> **TO DO**
Please report every line in the material below where the word "which" is found.

══════════════════════════════

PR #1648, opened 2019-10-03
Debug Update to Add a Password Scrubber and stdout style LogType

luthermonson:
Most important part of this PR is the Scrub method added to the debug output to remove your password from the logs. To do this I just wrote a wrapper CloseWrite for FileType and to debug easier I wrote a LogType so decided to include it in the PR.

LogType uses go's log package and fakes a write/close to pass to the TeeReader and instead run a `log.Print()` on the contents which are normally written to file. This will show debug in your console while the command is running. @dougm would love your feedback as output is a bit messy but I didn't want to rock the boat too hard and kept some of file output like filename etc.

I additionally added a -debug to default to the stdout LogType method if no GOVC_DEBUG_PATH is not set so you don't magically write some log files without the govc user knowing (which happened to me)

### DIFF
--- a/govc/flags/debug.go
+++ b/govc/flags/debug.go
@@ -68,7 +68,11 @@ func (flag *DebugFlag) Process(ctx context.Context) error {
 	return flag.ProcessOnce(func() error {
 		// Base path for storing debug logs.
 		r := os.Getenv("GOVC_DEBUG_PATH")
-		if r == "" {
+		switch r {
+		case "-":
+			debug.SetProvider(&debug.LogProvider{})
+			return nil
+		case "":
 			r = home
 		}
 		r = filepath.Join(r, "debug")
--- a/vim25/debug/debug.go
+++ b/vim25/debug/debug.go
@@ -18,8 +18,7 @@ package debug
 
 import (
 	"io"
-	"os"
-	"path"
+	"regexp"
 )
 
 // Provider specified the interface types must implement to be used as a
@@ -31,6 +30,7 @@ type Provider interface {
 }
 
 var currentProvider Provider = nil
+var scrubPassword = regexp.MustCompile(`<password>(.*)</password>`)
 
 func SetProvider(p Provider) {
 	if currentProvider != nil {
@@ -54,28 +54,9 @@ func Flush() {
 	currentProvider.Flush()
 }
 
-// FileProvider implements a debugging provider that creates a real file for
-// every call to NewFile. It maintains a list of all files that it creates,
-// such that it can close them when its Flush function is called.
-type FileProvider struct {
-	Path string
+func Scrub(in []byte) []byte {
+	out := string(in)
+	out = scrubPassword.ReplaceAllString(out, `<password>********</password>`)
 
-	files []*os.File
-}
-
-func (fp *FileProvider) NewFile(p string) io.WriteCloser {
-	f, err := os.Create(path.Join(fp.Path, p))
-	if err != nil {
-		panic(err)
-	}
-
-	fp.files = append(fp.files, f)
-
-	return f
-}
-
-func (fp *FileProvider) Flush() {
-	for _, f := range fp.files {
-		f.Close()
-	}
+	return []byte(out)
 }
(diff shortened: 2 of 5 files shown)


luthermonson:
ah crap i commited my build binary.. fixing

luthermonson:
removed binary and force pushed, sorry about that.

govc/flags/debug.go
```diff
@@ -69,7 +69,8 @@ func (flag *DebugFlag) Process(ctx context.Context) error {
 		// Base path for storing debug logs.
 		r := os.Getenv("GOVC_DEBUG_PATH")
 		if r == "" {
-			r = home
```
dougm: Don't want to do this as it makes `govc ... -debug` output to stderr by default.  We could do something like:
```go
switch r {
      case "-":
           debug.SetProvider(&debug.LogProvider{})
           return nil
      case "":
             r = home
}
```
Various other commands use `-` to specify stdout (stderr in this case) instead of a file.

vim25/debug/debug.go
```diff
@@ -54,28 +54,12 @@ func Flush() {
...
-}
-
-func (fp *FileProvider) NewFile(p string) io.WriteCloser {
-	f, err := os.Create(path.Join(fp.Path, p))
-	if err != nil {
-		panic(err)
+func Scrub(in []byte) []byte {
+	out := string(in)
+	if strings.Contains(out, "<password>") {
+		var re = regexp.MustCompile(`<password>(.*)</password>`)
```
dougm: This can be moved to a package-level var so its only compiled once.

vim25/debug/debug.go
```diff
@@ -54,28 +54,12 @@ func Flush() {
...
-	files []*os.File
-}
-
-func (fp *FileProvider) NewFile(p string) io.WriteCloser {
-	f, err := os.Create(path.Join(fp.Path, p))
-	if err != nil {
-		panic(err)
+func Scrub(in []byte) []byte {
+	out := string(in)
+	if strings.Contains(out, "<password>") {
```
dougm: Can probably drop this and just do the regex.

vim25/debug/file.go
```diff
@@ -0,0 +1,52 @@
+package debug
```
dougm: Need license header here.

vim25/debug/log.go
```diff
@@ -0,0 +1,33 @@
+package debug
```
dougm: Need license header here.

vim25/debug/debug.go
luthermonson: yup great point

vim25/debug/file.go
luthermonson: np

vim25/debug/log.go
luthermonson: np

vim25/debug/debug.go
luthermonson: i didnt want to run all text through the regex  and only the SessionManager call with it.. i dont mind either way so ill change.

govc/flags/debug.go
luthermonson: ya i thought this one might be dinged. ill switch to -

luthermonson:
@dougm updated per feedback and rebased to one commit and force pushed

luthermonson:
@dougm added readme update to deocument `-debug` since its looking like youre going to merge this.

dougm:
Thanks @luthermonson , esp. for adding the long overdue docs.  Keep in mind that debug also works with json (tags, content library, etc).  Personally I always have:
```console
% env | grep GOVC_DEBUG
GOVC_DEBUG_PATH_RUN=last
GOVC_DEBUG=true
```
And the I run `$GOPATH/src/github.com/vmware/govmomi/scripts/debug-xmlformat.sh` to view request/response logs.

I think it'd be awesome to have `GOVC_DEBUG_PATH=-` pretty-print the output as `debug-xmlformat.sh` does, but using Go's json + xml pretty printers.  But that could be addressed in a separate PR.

══════════════════════════════

> **WRITTEN RESPONSE**
LogType uses go's log package and fakes a write/close to pass to the TeeReader and instead run a `log.Print()` on the contents which are normally written to file. This will show debug in your console while the command is running. @dougm would love your feedback as output is a bit messy but I didn't want to rock the boat too hard and kept some of file output like filename etc.
I additionally added a -debug to default to the stdout LogType method if no GOVC_DEBUG_PATH is not set so you don't magically write some log files without the govc user knowing (which happened to me)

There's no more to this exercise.